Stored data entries
╔══

Issue #5298, opened 2022-10-19
Order of operations or formatting problem 


Anaisdg:
A user was experiencing different results with the following two queries:
```
join(tables: {billed: billed, current: current}, on: ["type"])
    |> map(fn: (r) => ({r with balance: -r.peak_used_current - r.peak_used_billed + (r.peak_generated_current - r.peak_generated_billed)}))
    |> map(fn: (r) => ({r with join: 1}))

join(tables: {billed: billed, current: current}, on: ["type"])
  |> map(fn: (r) => ({ r with balance: -(r.peak_used_current-r.peak_used_billed)+(r.peak_generated_current-r.peak_generated_billed) }))
  |> map(fn: (r) => ({ r with join: 1 }))
```
From: 
https://community.influxdata.com/t/flux-query-reformatted-in-task/26840/2

Thank you!

sanderson:
@Anaisdg This is _kind of_ an order of operations thing, but more of a signed-numeric-value thing. Let me explain:

Let's assign some arbitrary values to the variables used in the `map` call:

- `r.peak_used_current` = 10
- `r.peak_used_billed` = 8
- `r.peak_generated_current` = 12
- `r.peak_generated_billed` = 6

In the first query, the expression, `-r.peak_used_current - r.peak_used_billed`—`r.peak_used_current` is signed as a negative number (prepended with `-`). So the expression resolves to:

```js
-10 - 8 + (12 - 6)
// -18 + 6
// -12
```

In the second query, the expression, `-(r.peak_used_current - r.peak_used_billed)`—The result of `r.peak_used_current - r.peak_used_billed` is signed as negative (because the group `()` is prepended with `-`). So the expression resolves to:

```js
-(10 - 8) + (12 - 6)
// -2 + 6
// 4
```

Marwes:
This is a bug in the formatter where the parenthesis on the left hand side gets removed. I thought it could be fixed easily by correcting the precedences for unary `+/-` but I couldn't get it right which I think partly is because the precedence table we have seems wrong, or at least odd? https://github.com/influxdata/flux/blob/master/docs/SPEC.md#operators-1

> Operators with a lower number have higher precedence.

[...]

PR #5337, opened 2022-11-09
fix: order of operations for unary operator

skartikey:
**Issue:**

The formatter was formatting expression with unary operator wrong `-(a + b)` to `-a + b`

**Fix:**
Corrected the [precedence](https://github.com/influxdata/flux/blob/master/docs/SPEC.md#operators-1) of the `unary operator` to fix the order of operation issue.
Flux has 4 unary operator `+/-/not/exists`, the existing implementation was not treating `+/-` different than binary `+/-`
So to correct the precedence I have given higher precedence to the unary `+/-`
Also kept the precedence of not and exists untouched to satisfy the current behaviour. 

fixes: https://github.com/influxdata/flux/issues/5298

### Checklist


skartikey:
Just realised that [SPEC](https://github.com/influxdata/flux/blob/master/docs/SPEC.md#operators-1) needs to be updated too for the unary `+/-` operator.

stdlib/generate/from_test.flux
```diff
@@ -21,7 +21,7 @@ testcase unionTwoStreamsWithEmptyGroupKeys {
     t2 =
         generate.from(
             count: 4,
-            fn: (n) => n * (-1),
+            fn: (n) => n * -1,
```
onelson, line 24: This is sort of an interesting change.

Were the parens previously required for some reason or is this just the formatter stepping in to remove them now that the bind strength has been adjusted?

libflux/flux-core/src/formatter/mod.rs
```diff
@@ -1914,28 +1914,28 @@ fn get_precedences(parent: &Node, child: &Node) -> (u32, u32) {
     let pvp: u32 = match parent {
         Node::BinaryExpr(p) => Operator::new(&p.operator).get_precedence(),
         Node::LogicalExpr(p) => Operator::new_logical(&p.operator).get_precedence(),
-        Node::UnaryExpr(p) => Operator::new(&p.operator).get_precedence(),
-        Node::FunctionExpr(_) => 3,
-        Node::PipeExpr(_) => 2,
+        Node::UnaryExpr(p) => Operator::new(&p.operator).get_precedence_unary_operator(),
```
onelson, line 1917: This is more of a nit than anything, re: consistency.

I notice in the case of logical expressions, we use `Operator::new_logical()` which sets a bool field inside the `Operator` struct, which is then used to branch inside `Operator::get_precedence()`.

I wonder if that design could work for the unary case rather than delegating to a new method. Are there barriers to this? Maybe it just makes the flow more complicated.

onelson (commented):
Had a question about whether the new `get_precedence_unary_operator()` method is needed or if it can be addressed within the existing method.

libflux/flux-core/src/formatter/mod.rs
skartikey: @onelson That makes sense to follow the same design here as well. I will do the changes.

stdlib/generate/from_test.flux
skartikey: Parenthesis is needed if a child node has lower precedence than its parent node. The same stands for the left child of a binary expression; while, for the right child, we need parenthesis if its precedence is lower or equal to its parent's.

As unary `-` has higher precedence now(earlier it was the same as binary `-`), formatter removed the parenthesis.

onelson: Yep. Makes sense. It just looks so odd as it was originally and probably should have been an indication something was awry. Thanks :pray:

╚══

**EXERCISE DIRECTIONS:** Each line above with the word "opened" must be returned.

**ANSWER TO THIS PROBLEM:**
Issue #5298, opened 2022-10-19
PR #5337, opened 2022-11-09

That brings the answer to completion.